Bu örnekte, Kierkegaard’un eseri, varoluşsal çatışma ve bireysel sorumluluk gibi varoluşçuluk temalarını vurgular ve insanın kendi varoluşunu şekillendirme sürecini anlamamıza yardımcı olur.
Postyapısalcılığa baktığımız zaman; Modernist düşüncenin eleştirisini yapar ve onun evrensel gerçeklik anlayışını reddeder. Postyapısalcılar, dilin ve sembolik sistemlerin yapısını ve işleyişini inceler ve gerçeğin bağlamsal, kültürel ve dilbilgisel olarak belirlendiğini savunurlar. . Bu akımın önde gelen temsilcileri arasında Jacques Derrida, Michel Foucault, Jacques Lacan ve Roland Barthes bulunur.
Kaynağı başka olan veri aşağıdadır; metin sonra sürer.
PR #802, opened 2022-02-23
setup.py, README: Generate proper Project Description for PyPi

ix5:
### setup.py: Include README in pypi upload

This allows for more information by embedding the README at https://pypi.org/project/isso/ as a "Project Description".

### README: ~~Point LICENSE to current GH master,~~ shuffle sections a bit

~~Reasoning: Use absolute link to allow embedding the rendered README on pypi (where the relative-path LICENSE is not available).~~

### DIFF
--- a/README.md
+++ b/README.md
@@ -4,9 +4,10 @@ Isso – *Ich schrei sonst* – is a lightweight commenting server written in
 Python and JavaScript. It aims to be a drop-in replacement for
 [Disqus](http://disqus.com).
 
-![Isso in Action](http://posativ.org/~tmp/isso-sample.png)
+See **[posativ.org/isso](http://posativ.org/isso/)** for more details and
+documentation.
 
-See [posativ.org/isso](http://posativ.org/isso/) for more details.
+![Isso in Action](http://posativ.org/~tmp/isso-sample.png)
 
 ## License
 MIT, see [LICENSE](LICENSE).
--- a/setup.py
+++ b/setup.py
@@ -1,11 +1,16 @@
 #!/usr/bin/env python3
 # -*- encoding: utf-8 -*-
 
+from pathlib import Path
 from setuptools import setup, find_packages
 
 requires = ['itsdangerous', 'Jinja2', 'misaka>=2.0,<3.0', 'html5lib',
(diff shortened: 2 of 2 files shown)


jelmer (approved):

README.md
```diff
@@ -9,7 +9,7 @@ Python and JavaScript. It aims to be a drop-in replacement for
 See [posativ.org/isso](http://posativ.org/isso/) for more details.
 
 ## License
-MIT, see [LICENSE](LICENSE).
+MIT, see [LICENSE](https://github.com/posativ/isso/blob/master/LICENSE).
```
jelmer, line 13: This breaks things for forks, can we just refer to the local file?

jelmer (changes requested):
See below.

README.md
ix5: You cannot link to package resources inside PyPi, even if you include them in `MANIFEST.in`.
(I tested via https://test.pypi.org/project/isso-testpypi/ and the link goes to a 404, as you'd expect: https://test.pypi.org/project/isso-testpypi/LICENSE )

jelmer:
On Wed, Feb 23, 2022 at 01:45:26PM -0800, ix5 wrote:
> @ix5 commented on this pull request.
> > @@ -9,7 +9,7 @@ Python and JavaScript. It aims to be a drop-in replacement for
>  See [posativ.org/isso](http://posativ.org/isso/) for more details.
>  
>  ## License
> -MIT, see [LICENSE](LICENSE).
> +MIT, see [LICENSE](https://github.com/posativ/isso/blob/master/LICENSE).
> 
> You cannot link to package resources inside PyPi, even if you include them in `MANIFEST.in`.
> (I tested via https://test.pypi.org/project/isso-testpypi/ and the link goes to a 404, as you'd expect: https://test.pypi.org/project/isso-testpypi/LICENSE )

I don't think we should bother fixing it then; ideally we'd just filter out the entire license section since the license is already shown on the left hand side on Pypi.

ix5:
> ideally we'd just filter out the entire license section

Done.

Personally, I think this is the ugliest code I've ever committed, but I agree with your sentiment. Unless someone comes up with a better/cleaner/more beautiful solution, I'm merging this within 2 days.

Postyapısalcılık, varoluşçulukla bazı noktalarda örtüşse de, genellikle varoluşçuluk felsefesine karşı bir tepki olarak ortaya çıkmıştır. Postyapısalcılar, varoluşçuluğunun öncelikle modernist düşünceye tepki olarak ortaya çıktığını ve varoluşçuluğunun daha önceden belirlenmiş anlamlar ve gerçekliklere olan bağlılığına karşı çıktığını savunurlar. Ancak, postyapısalcılık ve varoluşçuluk arasındaki ilişki karmaşıktır ve her iki akım da felsefi düşüncede önemli bir yer tutar. Her iki akım da insanın varoluşsal deneyimini ve insanın dünyayla ilişkisini anlama çabasını derinlemesine ele alır, ancak bu konuda farklı yaklaşımlar benimserler. Bahsi geçen iki akımlardan (mikro-ideolojiler) Posyapısalcılık akımına birtakım eleştiriler getirmekte fayda var. Mesela;
Derriada’nın “Dekonstrüktivizm’de ” (Yapısal analiz) dil ve metinlerin yapısının önermelerinin çelişkili olabileceğini veya pratik uygulanabilirliğin zor olabileceğini vurgulayabiliriz.
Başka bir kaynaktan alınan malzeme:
Issue #720, opened 2021-04-03
ISSO_CORS_ORIGIN doesn't appear to work as advertised


vsajip:
According to the documentation, you can use an `ISSO_CORS_ORIGIN` environment variable to set e.g. wildcards for the `Access-Control-Allow-Origin` CORS header. However, it doesn't work in practice, because the code that uses it is as shown in this fragment:

```python
    def func(environ):
        if 'ISSO_CORS_ORIGIN' in environ:
            return environ['ISSO_CORS_ORIGIN']
```
However, the `environ` passed into `func()` is a restricted WSGI environment (`request.environ`) rather than the full process environment (`os.environ`). Therefore, the code should use `os.environ` in the above fragment rather than just `environ`. Or is there some other way that an `ISSO_CORS_ORIGIN` OS environment variable is supposed to find its way into a `request.environ`?

ix5:
Using `ISSO_CORS_ORIGIN=*.example.tld` as written in isso's documentation is seemingly [against spec anyway, see this Stackoverflow answer](https://stackoverflow.com/a/14006226/2193463).

I've prepared a branch that rectifies isso's behaviour, see [ix5/isso@cors-from-os-environ](https://github.com/ix5/isso/tree/cors-from-os-environ) but that will still result in browsers refusing wildcard subdomains.

The correct way to do this would be to check if the originating URL matches the wildcard of `ISSO_CORS_ORIGIN` and then return a fully qualified URL (with everything after and including the slash chopped off).

Lucas-C:
This is strange...

On my side, it works fine:
```
$ cat /etc/systemd/system/isso.service
[Unit]
Description=isso comments daemon

[Service]
Environment=ISSO_CORS_ORIGIN=*.chezsoi.org
WorkingDirectory=/usr/share/nginx/html/lucas/isso
ExecStart=/usr/local/bin/pew in isso isso -c isso.cfg run
Restart=always

[Install]
WantedBy=multi-user.target

$ curl -v -o /dev/null 'https://chezsoi.org/lucas/isso/?uri=/lucas/blog/pages/bienvenue.html'
...
< access-control-allow-origin: http://chezsoi.org
```

Lucas-C:
@ix5 Maybe you could create a PR from your branch?

ix5:
## CORS

First off, a bit of explanation how CORS is supposed to work, since there might have been a few misunderstandings that lead to this.

[...]

PR #803, opened 2022-02-23
Remove ISSO_CORS_ORIGIN and references

ix5:
Reason for revert: This feature never worked.

See discussion in #720


ix5:
(including @Lucas-C and trying to find someone to convert explanations from #720 into docs)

Aynı şekilde Michel Foucault’un güç ilişkileri ve bilgi arasındaki ilişki resmeden tezi, özellikle toplumsal yapıların ve politik gerçekliğin karmaşıklığı göz önünde bulundurulduğunda, bu konuda son derece sonuç kısmının yetersiz olduğunu görebiliriz.
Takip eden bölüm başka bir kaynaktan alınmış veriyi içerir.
Issue #121, opened 2014-08-13
 After commenting should the comment counter update immediately


dermariusz:

ix5:
Tracked in https://github.com/posativ/isso/pull/804

PR #804, opened 2022-02-24
[WIP] js: isso: Update comment counter on posting, deleting

ix5:
See https://github.com/posativ/isso/issues/121

This is a bit of a band-aid, so hold off with merging until work begins on 0.13 or find a better way, ideally via websockets to update comments dynamically.


ix5:
This might run into issues where they have been new comments posted by others (increasing the counter), but comments on page would still be pre-refresh. That'd lead to e.g. 5 reported comments when the page had 3 when the user visited it and himself added a fourth.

Düşünce tarihine baktığımız zaman, bu iki akım dahil geriye kalan tüm akımlar popülerliği zamanın ve mekanın dinamizmine bağlıdır. Dolayısıyla sürekli bir evrim ve dönüşüm olduğundan posyapısalcılık ve varoluşçuluk bu değişime ayak uydurmaya devam edecekler.
Unutmayalım ki; Teorik olarak ilk önceden günümüze ve sonrasına ayak uyduramayan her düşünce, yerini dogmaya ve batıla bırakır.